To try and answer this, I decided to start with the samples from Nvidia’s cuTENSOR
using Nsight Compute’s GUI. Enabling “Compute Workload Analysis” option shows utilization for the various execution pipelines of the SMs. Curious how the Tensor pipeline was not used at all. I understand, Tensor cores are reserved for mixed precision operations, and I haven’t checked the data types used by the profiled application. However, I assumed the cuTENSOR library was an API explicit for leveraging Tensor core processing.
I haven’t studied it carefully, but at first glance it appears to be using float data types, which is FP32. There isn’t any tensorcore support for FP32 on any current CUDA GPUs.
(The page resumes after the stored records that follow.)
PR #3311, opened 2019-04-26
IC for adding container_configuration to batch pool resource.

tshauck:
Hi -- this PR adds the `container_configuration` block to the batch pool resource.

This setting is necessary for the Pool to support containerized workloads. There are more settings not included in this PR, e.g. setting a default registry. I'd like to add that at some point, but this seemed like a good intermediate step since this is my first PR and if the docker is enabled then the Tasks can still set the registry or other items.

### DIFF
--- a/azurerm/data_source_batch_pool.go
+++ b/azurerm/data_source_batch_pool.go
@@ -112,14 +112,11 @@ func dataSourceArmBatchPool() *schema.Resource {
 			},
 			"container_configuration": {
 				Type:     schema.TypeList,
-				Optional: true,
-				MaxItems: 1,
+                Computed: true,
 				Elem: &schema.Resource{
 					Schema: map[string]*schema.Schema{
 						"type": {
 							Type:         schema.TypeString,
-							Optional:     true,
-							ValidateFunc: validate.NoEmptyStrings,
 						},
 					},
 				},
--- a/azurerm/data_source_batch_pool.go
+++ b/azurerm/data_source_batch_pool.go
@@ -110,6 +110,20 @@ func dataSourceArmBatchPool() *schema.Resource {
 				Type:     schema.TypeString,
 				Computed: true,
 			},
+			"container_configuration": {
+				Type:     schema.TypeList,
+				Optional: true,
+				MaxItems: 1,
+				Elem: &schema.Resource{
+					Schema: map[string]*schema.Schema{
+						"type": {
+							Type:         schema.TypeString,
+							Optional:     true,
+							ValidateFunc: validate.NoEmptyStrings,
+						},
+					},
+				},
+			},
 			"certificate": {
 				Type:     schema.TypeList,
 				Optional: true,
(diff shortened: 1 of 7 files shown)


azurerm/helpers/azure/batch_pool.go
```diff
@@ -214,6 +230,22 @@ func ExpandBatchPoolImageReference(list []interface{}) (*batch.ImageReference, e
 	return imageRef, nil
 }
 
+// ExpandBatchPoolContainerConfiguration expands the Batch pool container configuration
+func ExpandBatchPoolContainerConfiguration(list []interface{}) (*batch.ContainerConfiguration, error) {
+	if len(list) == 0 {
+		return nil, fmt.Errorf("Error: container configuration should be defined")
```
katbyte: We should just return nil here? i don't think this is an actual error

website/docs/d/batch_pool.html.markdown
```diff
@@ -47,6 +47,8 @@ The following attributes are exported:
```
katbyte: I think you missed adding the resource documentation?

azurerm/resource_arm_batch_pool.go
```diff
@@ -567,6 +588,15 @@ func resourceArmBatchPoolRead(d *schema.ResourceData, meta interface{}) error {
 			d.Set("node_agent_sku_id", props.DeploymentConfiguration.VirtualMachineConfiguration.NodeAgentSkuID)
 		}
 
+		if props.DeploymentConfiguration != nil &&
```
katbyte: Could we change this to:
```go
		if dcfg := props.DeploymentConfiguration; dcfg != nil
			if vmcfg := dcfg.VirtualMachineConfiguration; vmcfg != nil {
				d.Set("container_configuration", azure.FlattenBatchPoolContainerConfiguration(vmcfg. ContainerConfiguration)) //this function should check if its nil and return nothing if it is
```

azurerm/data_source_batch_pool.go
```diff
@@ -274,6 +288,17 @@ func dataSourceArmBatchPoolRead(d *schema.ResourceData, meta interface{}) error
 			}
 		}
 
+		if props.DeploymentConfiguration != nil &&
```
katbyte: Same comment as below in the resource. we should nest a bunch of assignments and if's

azurerm/data_source_batch_pool.go
```diff
@@ -110,6 +110,20 @@ func dataSourceArmBatchPool() *schema.Resource {
 				Type:     schema.TypeString,
 				Computed: true,
 			},
+			"container_configuration": {
```
katbyte: This is a data source so this should all be computed, not optional and needs no validatino or max items.

azurerm/data_source_batch_pool.go
tshauck: Cool, thanks for the comment, looks much batter. I made the update and slightly refactored the later code since it also uses `dcfg.VirtualMachineConfiguration`.

azurerm/helpers/azure/batch_pool.go
```diff
@@ -191,6 +191,22 @@ func FlattenBatchPoolCertificateReferences(armCertificates *[]batch.CertificateR
...
+
+	if armContainerConfiguration == nil {
+		return nil
+	}
+
+	if armContainerConfiguration.Type != nil {
+		result["type"] = *armContainerConfiguration.Type
+	}
+
+	return result
```
katbyte: I think this needs to be:
```suggestion
	return []interface{}{result}
```
to fix:

```
------- Stdout: -------
=== RUN   TestAccDataSourceAzureRMBatchPool_complete
=== PAUSE TestAccDataSourceAzureRMBatchPool_complete
=== CONT  TestAccDataSourceAzureRMBatchPool_complete

------- Stderr: -------
panic: container_configuration: '': source data must be an array or slice, got map
```

website/docs/r/batch_pool.html.markdown
```diff
@@ -128,6 +132,8 @@ The following arguments are supported:
 
 * `certificate` - (Optional) One or more `certificate` blocks that describe the certificates to be installed on each compute node in the pool.
 
+* `container_configuration` - (Optional) The container configuration used in the pool's VMs.
```
katbyte: Looks like your missing the type attribute description here

tshauck:
@katbyte Thanks for the comments! I think I've made the changes in the last two commits: https://github.com/terraform-providers/terraform-provider-azurerm/compare/75879f6..f925fdc. I rebased off master as I was getting some errors I think were resolved later commits.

Tensorcore support on the latest GPUs includes FP64, FP16, FP8, INT8, and others (INT4, TF32 etc.)
There may be tensorcore usage if the data types are appropriate. Appropriate data types will depend on the GPU you are using, but for example FP32 will not use tensorcores.
There are also metrics you can ask the profiler for, which can indicate tensorcore usage. There is a blog here, as well as various questions on this topic on various forums.
Questions specifically about cuTENSOR should be posted on the libraries forum.
Thank you. This information was extremely helpful. For a followup question, are the Warp Matrix Functions the ONLY way to access Tensor unit operations?